No, this post is not the ten steps on how to be a narcissist.
Last summer, I was “a little unwell,” to quote the old Matchbox 20 song. Looking back, I feel so much compassion for that woman who was letting every emotion and thought, (my own and everyone else’s) suck me into a vortex of near despair.
My first step in climbing out was to get to the doctor for a physical. I was almost 100 pounds overweight, with borderline high blood pressure, and depression and anxiety to boot. My doctor did start me on an anti-depressant (more thoughts on that in another post) and within the week I determined to try to start losing weight and I am happy to report losing 55 pounds since then, although that was only a part of the equation. Holistic medicine has also become a part of my healing process during the past year thanks to an amazing naturopath that my therapist recommended.
Along with my physical health, therapy was in order. With the guidance of an orthodox priest and therapist, I began working the 12 steps for adult children of alcoholics. I can say without question that this framework has been the most life changing piece for me. For the first time in my life, internal boundaries are being set that are allowing me to see more clearly what is mine and what belongs to others. But it is not an easy paradigm shift to make, much harder and more subtle than altering my diet.
Wanting to help others is a good thing. But often, our “helping” is actually hurting both ourselves and the person we are trying to assist. I can now see that many of my previous impulses to rescue were disordered and based in fear; trying to recreate and heal scenarios that were not mine to fix.
To let go of this need to rescue others, there has to be trust.

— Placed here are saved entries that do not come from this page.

PR #360, opened 2024-04-03
Applications: Disable applications addon if does not have settings available

iLLiCiTiT:
## Changelog Description
Disable applications addon if does not have available settings (addon is disabled on server).

## Additional info
The client addon would crash if server would be disabled.

### DIFF
--- a/client/ayon_core/addons/applications/ayon_applications/addon.py
+++ b/client/ayon_core/addons/applications/ayon_applications/addon.py
@@ -11,6 +11,10 @@ from .manager import ApplicationManager
 class ApplicationsAddon(AYONAddon, IPluginPaths):
     name = "applications"
 
+    def initialize(self, settings):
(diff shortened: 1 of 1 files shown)


client/ayon_core/addons/applications/ayon_applications/addon.py
```diff
@@ -11,6 +11,10 @@
 class ApplicationsAddon(AYONAddon, IPluginPaths):
     name = "applications"
 
+    def initialize(self, settings):
+        # TODO remove when addon is removed from ayon-core
+        self.enabled = self.name in settings
```
BigRoy, line 16: How come this is needed? Is it because addons present in ayon core are currently **always** loaded no matter what?

iLLiCiTiT: Yes.

PR #361, opened 2024-04-03
Maya: Expose loaders enabled state to settings

BigRoy:
## Changelog Description

Allow to enable/disable Maya loaders based on studio and project settings.

## Additional info

image

## Testing notes:

1. Loader enable/disable state should be adhered to by the loaders.


moonyuet (approved):
Checked with maya, looks good for me. 
Just wondering if we need to implement the related settings in other hosts in the future?

LiborBatek (approved):
Works like charm... did test multiple loader types and not spotted any issue.

image

iLLiCiTiT:
I wonder what is the usecase to be able to enable/disable loaders?

BigRoy:
> I wonder what is the usecase to be able to enable/disable loaders?

Many loaders may apply to the same representations - but in certain project you may not want the V-Ray loaders or the Multiverse USD loaders because you're either not using that plug-in or do not want to load it like that in the project.

The reasoning behind disabling them is that otherwise the loader list can grow very large in numbers. In Maya on our end it can easily reach up to 5+ loaders for a single product, maybe even around 10 - of which many also apply to multiple representations (e.g. `usd` + `abc`).

m-u-r-p-h-y:
> I wonder what is the usecase to be able to enable/disable loaders?

we need to simplify the UI for artists as much as we can to eliminate space for human errors. It would be great to have a possibility to enable/disable loaders based on context. (Ex. modellers in Maya may need to see different set of loaders than animators on the same project)

BigRoy:
> we need to simplify the UI for artists as much as we can to eliminate space for human errors. It would be great to have a possibility to enable/disable loaders based on context. (Ex. modellers in Maya may need to see different set of loaders than animators on the same project)

I personally don't like that too much since suddenly when you're in modeling you can't access the same features. If it would re-order based on your current context it could be nice, but could also turn out very cruel to your muscle memory.

Anyway, there's something to "filtering it" to your current context - definitely if there are great numbers. I just haven't found a UX for that which I really liked. I want a power user to still be able to access all the things from anywhere - however you want the average joe to click the correct thing 99% of the time as well.

LiborBatek:
If I can add something to UX and loaders....what bothers me more is multiplication of many actions....they could be just single entry with Option box to choose which particular one user wants???

image


I also do agree that limitting ```Loader``` types being pretty handy so very welcomed feature!!

tokejepsen:
> If I can add something to UX and loaders....what bothers me more is multiplication of many actions....they could be just single entry with Option box to choose which particular one user wants??? Or even split the menu for Loader types and Utilities containing Copy... actions not cluttering the main work area of the menu

@LiborBatek I think that is a good idea to discuss. Have made an issue for it.

PR #362, opened 2024-04-03
Chore: Added more keys for folder template data

iLLiCiTiT:
## Changelog Description
Proposal of new keys available in folder dictionary.

## Additional info
Added new keys under folder template data. First obvious is `"type"` where is folder type. Key `"path"` is just a folder path, `"parent"` is name of parent which is project if direct parent is folder, `"parents"` is what `"hirarchy"` was.

Any comments, ideas, confrontations welcommed.

### DIFF
--- a/client/ayon_core/pipeline/template_data.py
+++ b/client/ayon_core/pipeline/template_data.py
@@ -74,7 +74,7 @@ def get_folder_template_data(folder_entity, project_name):
                       project
 
     Required document fields:
-        Folder: 'path' -> Plan to require: 'folderType'
+        Folder: 'path', 'folderType'
 
     Args:
         folder_entity (Dict[str, Any]): Folder entity.
@@ -101,6 +101,10 @@ def get_folder_template_data(folder_entity, project_name):
     return {
         "folder": {
             "name": folder_name,
+            "path": path,
+            "type": folder_entity["folderType"],
+            "parents": hierarchy,
+            "parent": parent_name,
         },
         "asset": folder_name,
         "hierarchy": hierarchy,
--- a/client/ayon_core/plugins/publish/collect_anatomy_instance_data.py
+++ b/client/ayon_core/plugins/publish/collect_anatomy_instance_data.py
@@ -399,6 +399,10 @@ class CollectAnatomyInstanceData(pyblish.api.ContextPlugin):
                 "parent": parent_name,
                 "folder": {
                     "name": folder_name,
+                    "path": folder_path,
+                    "type": folder_entity["folderType"],
+                    "parent": parent_name,
+                    "parents": hierarchy,
                 },
             })
             return
@@ -411,13 +415,18 @@ class CollectAnatomyInstanceData(pyblish.api.ContextPlugin):
             if hierarchy:
                 parent_name = hierarchy.split("/")[-1]
 
-            folder_name = instance.data["folderPath"].split("/")[-1]
+            folder_path = instance.data["folderPath"]
+            folder_name = folder_path.split("/")[-1]
             anatomy_data.update({
                 "asset": folder_name,
                 "hierarchy": hierarchy,
                 "parent": parent_name,
                 "folder": {
                     "name": folder_name,
+                    "path": folder_path,
+                    "type": "Shot",
+                    "parent": parent_name,
+                    "parents": hierarchy,
                 },
             })
 


client/ayon_core/plugins/publish/collect_anatomy_instance_data.py
```diff
@@ -399,6 +399,10 @@ def _fill_folder_data(self, instance, project_entity, anatomy_data):
                 "parent": parent_name,
```
BigRoy, line 399: Shouldn't this just be calling the function from `ayon_core.pipeline.template_data.get_folder_template_data`?

```python
data = get_folder_template_data(folder_entity)
anatomy_data.update(data)
```

client/ayon_core/pipeline/template_data.py
```diff
@@ -101,6 +101,10 @@ def get_folder_template_data(folder_entity, project_name):
     return {
         "folder": {
             "name": folder_name,
+            "path": path,
+            "type": folder_entity["folderType"],
+            "parents": hierarchy,
+            "parent": parent_name,
```
BigRoy, line 107: Is there really use in having the `parent` data duplicated outside the folder key and inside?

client/ayon_core/plugins/publish/collect_anatomy_instance_data.py
```diff
@@ -411,13 +415,18 @@ def _fill_folder_data(self, instance, project_entity, anatomy_data):
...
+            folder_path = instance.data["folderPath"]
+            folder_name = folder_path.split("/")[-1]
             anatomy_data.update({
                 "asset": folder_name,
                 "hierarchy": hierarchy,
                 "parent": parent_name,
                 "folder": {
                     "name": folder_name,
+                    "path": folder_path,
+                    "type": "Shot",
```
BigRoy, line 427: Yeah - this doesn't really make sense to have this hardcoded type? Types are dynamic and a Shot type may not even be defined in the current project.

iLLiCiTiT: Oh, yeah, that's actually comming from current editorial logic, it's hardcoded there. Should be changed, out of scope of this PR.

client/ayon_core/pipeline/template_data.py
iLLiCiTiT: I would say tha the data which are now in root of dictionary should be considered as deprecated with these changes.

client/ayon_core/plugins/publish/collect_anatomy_instance_data.py
```diff
@@ -411,13 +415,18 @@ def _fill_folder_data(self, instance, project_entity, anatomy_data):
             if hierarchy:
                 parent_name = hierarchy.split("/")[-1]
 
-            folder_name = instance.data["folderPath"].split("/")[-1]
+            folder_path = instance.data["folderPath"]
+            folder_name = folder_path.split("/")[-1]
             anatomy_data.update({
```
BigRoy, line 420: If we implement `get_folder_template_data` in a way that it calls e.g. `get_folder_template_data_from_values(folder_path, folder_type, project_name)` then also here we could re-use the implementation of `ayon_core.template_data.get_folder_template_data_from_values` to ensure each of these end up using the same function instead of duplicating the code everywhere that seem to define these template data. Preferably there's one entry point to this. that returns the valid data - instead of having this duplicated.

iLLiCiTiT: Can we focus more on the data keys?

client/ayon_core/plugins/publish/collect_anatomy_instance_data.py
```diff
@@ -399,6 +399,10 @@ def _fill_folder_data(self, instance, project_entity, anatomy_data):
                 "parent": parent_name,
                 "folder": {
                     "name": folder_name,
+                    "path": folder_path,
+                    "type": folder_entity["folderType"],
+                    "parent": parent_name,
+                    "parents": hierarchy,
```
BigRoy, line 405: I personally think it's confusing that "parent" includes the project name if there are no parents for the folder but `parents` never includes the project name.

We could keep e.g. `hierarchy` to be what it was (all parents excluding project) and add `parents` to be `{project_name}/{hierarchy}` so that `parent` makes sense again?

client/ayon_core/plugins/publish/collect_anatomy_instance_data.py
BigRoy: Might be better than to first fix the duplication of logic in a separate PR which would make the size of this PR change much smaller since there's much less to change.

iLLiCiTiT: I created this PR to raise discussion about the keys....

client/ayon_core/plugins/publish/collect_anatomy_instance_data.py
iLLiCiTiT: I do agree that if `parent` can be project name then `parents` are confusing. My thinking was that `hierarchy` should probably contain the folder name too, but maybe you're right.

Ad. `"parent"` I don't remember why the project name is used? I do remember there was a discussion but don't remember why we chose this approach?

BigRoy: > My thinking was that hierarchy should probably contain the folder name too, but maybe you're right.

Kind of had the same - but by having `{hierarchy}` separate from the folder name itself you can actually use them separately, plus if they were combined then you'd just have `folder[path]`? :)

client/ayon_core/pipeline/template_data.py
MustafaJafar: Just to check I get it correctly. 
these data should be considered as deprecated
image

MustafaJafar (dismissed):
This is cool it works on my side. I used it with this Houdini feature that uses template data.

> I think we should update [Available template keys](https://ayon.ynput.io/docs/admin_settings_project_anatomy/#available-template-keys)

image

kalisp:
Is there matching update of documentation (most likely https://ayon.ynput.io/docs/admin_settings_project_anatomy/#available-template-keys)?

jakubjezek001:
> Is there matching update of documentation (most likely [ayon.ynput.io/docs/admin_settings_project_anatomy/#available-template-keys](https://ayon.ynput.io/docs/admin_settings_project_anatomy/#available-template-keys))?

I am guessing that once the proposal will turn into implementation then yes it will need to have that step.

client/ayon_core/plugins/publish/collect_anatomy_instance_data.py
antirotor: I agree on having `hierarchy` as "hierarchy within the project" - so without project name and without folder name. `parents` should be basically `dirname(folder[path])` and `parent` direct ancestor of the folder?

iLLiCiTiT:
Created PR adding `"type"` and `"path"` https://github.com/ynput/ayon-core/pull/445 .

PR #363, opened 2024-04-03
Maya: Validate node ids in database, query folder ids once

BigRoy:
## Changelog Description

For the Validate Node Ids In Database validator cache the folder ids of the project on the first query so we don't need to query all folder ids in the current project per instance.

## Additional info

Also only query the database if the instance actually contains nodes that should have an id to begin with.

## Testing notes:

1. Validation of whether folder id in `cbId` (part before the `:`) is a valid folder id in current project should still work.
2. It should be faster for many instances.


moonyuet (approved):
tested sucessfully in maya 2023

kalisp (approved):

PR #365, opened 2024-04-03
Maya: Collect Look code cleanup + minor bugfix

BigRoy:
## Changelog Description

- Fix: remove from list while iterating over a copy - fixes potential wrong removal from the list of the node types in `RENDER_SET_TYPES `
- Remove redundant code
    - Remove unused `maketx` attribute on the class
    - Remove duplicate query of `instance_lookup` variable.
- Restructure code for readability + improve docstrings

## Additional info

Mostly cleanup.

## Testing notes:

1. Maya Collect Look should still work
2. Maya Collect Model Render Sets (materials on model publish) should still work for non-shading engines (e.g. object sets)


LiborBatek (approved):
And when loaded ```look``` on the asset:

Screenshot 2024-04-04 163117

client/ayon_core/hosts/maya/plugins/publish/collect_look.py
```diff
@@ -439,14 +372,87 @@ def collect(self, instance):
...
+
+        self.log.debug("Found materials:\n{}".format(materials))
+
+        # Get the entire node chain of the look sets
+        # history = cmds.listHistory(look_sets, allConnections=True)
+        # if materials list is empty, listHistory() will crash with
+        # RuntimeError
+        history = set()
+        if materials:
+            history = set(cmds.listHistory(materials, allConnections=True))
```
moonyuet, line 416: history is already the empty set, guess we can just add the element into the set instead.
```suggestion
            history.add(cmds.listHistory(materials, allConnections=True))
```

antirotor: And the update is somewhat faster:
```python
>>> print(timeit.timeit(stmt='a = set([i for i in range(1,100)])', globals=globals()))
4.729680200049188
>>> a =set()
>>> print(timeit.timeit(stmt='a.update([i for i in range(1,100)])', globals=globals()))
3.7812449999619275
```

mkolar:
@antirotor mergable?

tokejepsen (approved):

PR #372, opened 2024-04-04
Chore: Run command args handling

iLLiCiTiT:
## Changelog Description
Remove start.py or ayon executable instead of script path from sys.argv.

## Additional info
When running `ayon_console.exe run my_script.py` the `sys.argv` will constain `["my_script.py"]` instead of `["ayon_console.exe"]`.

## Testing notes:
You can compare the difference when running script with this content with this PR and before this PR.
```python
import sys
print(sys.argv)
```
1. Command `run` works.

### DIFF
--- a/client/ayon_core/cli.py
+++ b/client/ayon_core/cli.py
@@ -11,7 +11,7 @@ import acre
 from ayon_core import AYON_CORE_ROOT
 from ayon_core.addon import AddonsManager
 from ayon_core.settings import get_general_environments
-from ayon_core.lib import initialize_ayon_connection
+from ayon_core.lib import initialize_ayon_connection, is_running_from_build
 
 from .cli_commands import Commands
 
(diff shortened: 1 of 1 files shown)


client/ayon_core/cli.py
```diff
@@ -167,16 +167,29 @@ def run(script):
...
-        args.remove(script)
-        sys.argv = args
-
-        args_string = " ".join(args[1:])
-        print(f"... running: {script} {args_string}")
-        runpy.run_path(script, run_name="__main__", )
+        comp_path = os.getenv("AYON_EXECUTABLE")
+    # Normalize paths for comparison
+    first_arg = os.path.normpath(first_arg).lower()
+    comp_path = os.path.normpath(comp_path).lower()
```
BigRoy, line 183: Should this be `os.path.realpath` because the argument path _may_ be relative? Or is that not the case? Or use some sort of `pathlib.Path` comparison?

client/ayon_core/cli.py
```diff
@@ -167,16 +167,29 @@ def run(script):
...
+    if first_arg == comp_path:
+        sys.argv.pop(0)
+
+    # Remove 'run' command from sys.argv
+    sys.argv.remove("run")
+
+    args_string = " ".join(sys.argv[1:])
+    print(f"... running: {script} {args_string}")
+    runpy.run_path(script, run_name="__main__", )
```
BigRoy, line 192: Cosmetics
```suggestion
    runpy.run_path(script, run_name="__main__")
```

client/ayon_core/cli.py
iLLiCiTiT: Rather `os.path.abspath` but `pathlib` might be better option.

iLLiCiTiT: Use `Path(...).resolve()` for comaprison. Didn't find better approach.

BigRoy: Note that the resolve only works for existing paths it seems - it doesn't turn relative paths into absolute paths if the path does not exist - which might be unwanted side effect?

iLLiCiTiT: I think that's ok in this case.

In 12 step lingo, we talk about trusting a higher power, which IS critical. But we also need to trust others and their ability to find their own answers. Even (and sometimes especially) with our own children continuing to do things for them beyond what is appropriate sends the message that we don’t believe they are capable.
And on a deeper level, when we find ourselves wanting things for others and subtly controlling or manipulating (even showing visible disappointment in their choices), a step back to look inward is beneficial. What need of our own are we trying to meet under the guise of guiding or helping our loved one? Do we need to re-parent ourselves in an area?
When talking to a friend recently regarding the struggles of a family member, she reminded me very clearly that the most effective way to help this person was to continue in my own healing journey. The serenity prayer for ACoA says it so beautifully:
Grant me the serenity
to accept the people I cannot change
The courage to change the one I can
and the wisdom to know that one is me.
Courage on your healing, friends. There is so much light, joy, and freedom if we can just learn to let go and trust.